UCL Faculty of Laws


How did Thatcher’s social and economic agenda shape justice in England and Wales?

14 May 2015, 6:00 pm–7:30 pm


Event Information

Open to



UCL Faculty of Laws and the Howard League for Penal Reform


UCL Laws, Bentham House, Endsleigh Gardens, London WC1H 0EG

Speaker: Professor Stephen Farrall, University of Sheffield
Chair: Elaine Genders, University College London
Accreditation: This event is not accredited

About this event

Political processes shape and mould many facets of our lives. It is well known, for example, that who provides and runs our buses, our trains, our healthcare systems and our domestic utilities is the outcome of political choices. But in what ways is the experience of crime shaped by political decision making? Using Margaret Thatcher’s (and John Major’s) periods in office as a case study, this talk explores the ways in which social and economic policies are associated with changes in crime rates and criminal justice responses, and, in so doing, charts the ways in which such processes unfold over a number of years, producing unanticipated consequences ‘down stream’. It is contended that the changes in social and economic policies initiated during the 1980s had dramatic impacts not just on crime during the 1980s and 1990s, but also on the approaches adopted to tackle crime. In turn, this begs the question as to whether or not the changes associated with that period made Britain a safer or a less safe place, and ought to cause us all to reflect a little more on the question ‘What is justice?’.

About the speaker

Stephen Farrall is Professor of Criminology in the School of Law at Sheffield University.
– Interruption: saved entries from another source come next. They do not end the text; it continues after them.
PR #505, opened 2021-05-17
Fix distribution base url on docs tests

fao89:
I suspect double slashes are breaking pulp-operator test:
https://github.com/pulp/pulp-operator/runs/2601467510?check_suite_focus=true#step:11:799

### DIFF
--- a/.github/workflows/scripts/before_install.sh
+++ b/.github/workflows/scripts/before_install.sh
@@ -86,20 +86,6 @@ sed -i -e 's/:24817/pulp/g' generate.sh
 cd ..
 
 
-git clone --depth=1 https://github.com/pulp/pulp-cli.git
-if [ -n "$PULP_CLI_PR_NUMBER" ]; then
-  cd pulp-cli
-  git fetch origin pull/$PULP_CLI_PR_NUMBER/head:$PULP_CLI_PR_NUMBER
-  git checkout $PULP_CLI_PR_NUMBER
-  cd ..
-fi
-
-cd pulp-cli
-pip install -e .
-pulp config create --base-url http://pulp --location tests/settings.toml
-cd ..
-
-
 git clone --depth=1 https://github.com/pulp/pulpcore.git --branch master
 
 cd pulpcore
@@ -122,6 +108,18 @@ fi
 
 pip install --upgrade --force-reinstall ./pulp-smash
 
+git clone --depth=1 https://github.com/pulp/pulp-cli.git
+if [ -n "$PULP_CLI_PR_NUMBER" ]; then
+  cd pulp-cli
+  git fetch origin pull/$PULP_CLI_PR_NUMBER/head:$PULP_CLI_PR_NUMBER
+  git checkout $PULP_CLI_PR_NUMBER
+  cd ..
+fi
+
+cd pulp-cli
+pip install -e .
+pulp config create --base-url http://pulp --location tests/settings.toml
+cd ..
 
 git clone --depth=1 https://github.com/pulp/pulp-certguard.git --branch master
 if [ -n "$PULP_CERTGUARD_PR_NUMBER" ]; then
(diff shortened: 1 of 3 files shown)


dkliban (approved):

.github/workflows/ci.yml
```diff
@@ -114,7 +114,9 @@ jobs:
           SECRETS_CONTEXT: ${{ toJson(secrets) }}
 
       - name: Script
-        run: .github/workflows/scripts/script.sh
+        run: |
+          pip install "click<8.0"
```
bmbouter, line 118: The new RQ==1.8.1 release is out which is compatible with click 8.0. https://pypi.org/project/rq/#history

Do we still need to restrict this?

fao89: yes, CI was breaking before
https://github.com/pulp/pulp_file/runs/2601995311?check_suite_focus=true#step:9:1397
it seems pulp-cli still incompatible with 8.0

fao89: I put it here on purpose, when applying CI template it will be removed, so it will be undone naturally.
I have no idea about pulp-cli release timeline

mdellweg: I think, @daviddavis wants to release pulp-cli 0.9.0 with a pinned version of click today.

daviddavis: Once this job is done, pulp-cli 0.9.0 should be on pypi: https://github.com/pulp/pulp-cli/actions/runs/850630787

fao89: It still breaking, because pulp-smash is forcing click 8.0.0
```
Attempting uninstall: click
    Found existing installation: click 7.1.2
    Uninstalling click-7.1.2:
      Successfully uninstalled click-7.1.2
```
https://github.com/pulp/pulp_file/pull/505/checks?check_run_id=2604129145#step:5:247

fao89: probably not the best solution but I think this would fix:
https://github.com/pulp/pulp-smash/pull/1254

mdellweg: FWIW: RQ, and the cli should not collide on dependencies, because rq is installed inside and the cli outside of the ci-container.
I do however see the cli and smash collide. There could be one way to separate them by installing the cli in a separate venv (maybe using pipx).

fao89: even switching pulp-cli and pulp-smash order doesn't fix the problem,
pulpcore `doc_requirements.txt` brings back click 8.0.0

https://github.com/pulp/pulp_file/runs/2613216940?check_suite_focus=true#step:6:55

mdellweg (approved):

.github/workflows/ci.yml
bmbouter: The pulpcore now does not have a click 8.0.0 requirements. @fao89 I think moving back the changes related to that should now work (as of about 2 hours ago) https://github.com/pulp/pulpcore/pull/1337/files

bmbouter (changes requested):
I wanted to see if the click issue was resolved with no changes in this PR now that https://github.com/pulp/pulpcore/pull/1337/files is merged.

.github/workflows/ci.yml
mdellweg: I'm trying to do away with the click 7 dependency in the cli here:
https://github.com/pulp/pulp-cli/pull/246

fao89:
> I wanted to see if the click issue was resolved with no changes in this PR now that https://github.com/pulp/pulpcore/pull/1337/files is merged.



> I wanted to see if the click issue was resolved with no changes in this PR now that https://github.com/pulp/pulpcore/pull/1337/files is merged.

Look at the commit message, this PR only works because of that PR

bmbouter:
Mmmm I see, ty. Why is the cli block moving? I can also defer to the other reviewers happily, I'm just curious.

fao89:
> Mmmm I see, ty. Why is the cli block moving? I can also defer to the other reviewers happily, I'm just curious.

because I thought pulp-smash needed to be installed first: https://github.com/pulp/plugin_template/pull/389

bmbouter (approved):

PR #508, opened 2021-06-03
Remove FileFilesystemExporter from pulp_file

daviddavis:
fixes #8861


pulp_file/app/viewsets.py
```diff
@@ -184,50 +178,3 @@ class FileDistributionViewSet(DistributionViewSet):
...
     queryset = FileDistribution.objects.all()
     serializer_class = FileDistributionSerializer
-
-
-class FileFilesystemExporterViewSet(ExporterViewSet):
-    """
-    FilesystemExporters export content from a publication to a path on the file system.
-
-    WARNING: This feature is provided as a tech preview and may change in the future. Backwards
-    compatibility is not guaranteed.
```
daviddavis, line 194: :point_up_2:

pulp_file/app/migrations/0012_delete_filefilesystemexporter.py
```diff
@@ -0,0 +1,16 @@
...
+
+class Migration(migrations.Migration):
+
+    dependencies = [
+        ('file', '0011_fix_auto_publish'),
+    ]
+
+    operations = [
+        migrations.DeleteModel(
+            name='FileFileSystemExporter',
```
mdellweg, line 14: This will only remove the subclassed table, leaving the base table instances around. We might need to add a data migration that removes the objects first.
Django considers this a feature: https://code.djangoproject.com/ticket/32724

daviddavis: I'll add a function to drop them before dropping the table. It looks like the default is to raise a IrreversibleError when reversing it. Is that good or should I just do a noop?

mdellweg: Adding a noop is fine.
OTOH, can we migrate existing exporters to the new home? Than we should move them back in the reverse part.

mdellweg (approved):

bmbouter (approved):
This looks good, thanks!

PR #516, opened 2021-06-14
Moves the milestone check into Python script from bash

dkliban:
The http call was failing due to authentication. The Python script uses the
REDMINE_API_KEY environment variable to authenticate with the API.

[noissue]

### DIFF
--- a/.ci/scripts/redmine.py
+++ b/.ci/scripts/redmine.py
@@ -12,10 +12,15 @@ from redminelib import Redmine
 
 REDMINE_API_KEY = os.environ["REDMINE_API_KEY"]
 REDMINE_QUERY_URL = sys.argv[1]
+MILESTONE_URL = sys.argv[2]
+RELEASE = sys.argv[3]
 CLOSED_CURRENTRELEASE = 11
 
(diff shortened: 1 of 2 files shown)


.ci/scripts/redmine.py
```diff
@@ -12,10 +12,15 @@
 
 REDMINE_API_KEY = os.environ["REDMINE_API_KEY"]
 REDMINE_QUERY_URL = sys.argv[1]
+MILESTONE_URL = sys.argv[2]
+RELEASE = sys.argv[3]
 CLOSED_CURRENTRELEASE = 11
 
 redmine = Redmine(REDMINE_QUERY_URL.split("issues")[0], key=REDMINE_API_KEY)
 query_issues = REDMINE_QUERY_URL.split("=")[-1].split(",")
+milestone_name = redmine.version.get(MILESTONE_URL.split("/")[-1].split(".")[0]).name
```
mdellweg, line 21: Here is an example where we lookup the milestone via the desired release. Not sure, it were applicable here.

https://github.com/pulp/pulp_file/blob/master/.ci/scripts/release.py#L35

PR #522, opened 2021-06-25
Properly check if the tests are being run during release

dkliban:
Since the release is no longer occuring using an existing tag, the old
check does not work.

[noissue]


bmbouter (approved):
Yes we need this. Thanks!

His research interests include why people stop offending, the fear of crime and the ways in which political processes and structures shape outcomes in the criminal justice system and for crime itself. He is currently leading an ESRC-funded project which is exploring the ways in which the social and economic policies of Margaret Thatcher’s governments (1979-1990) affected crime rates in England and Wales. One of his most recent publications is a collection of essays co- edited with Colin Hay on the legacy of Thatcherism (The Legacy of Thatcherism: Assessing and Exploring Thatcherite Social and Economic Policies) and which was published by Oxford University Press in conjunction with the British Academy in 2014.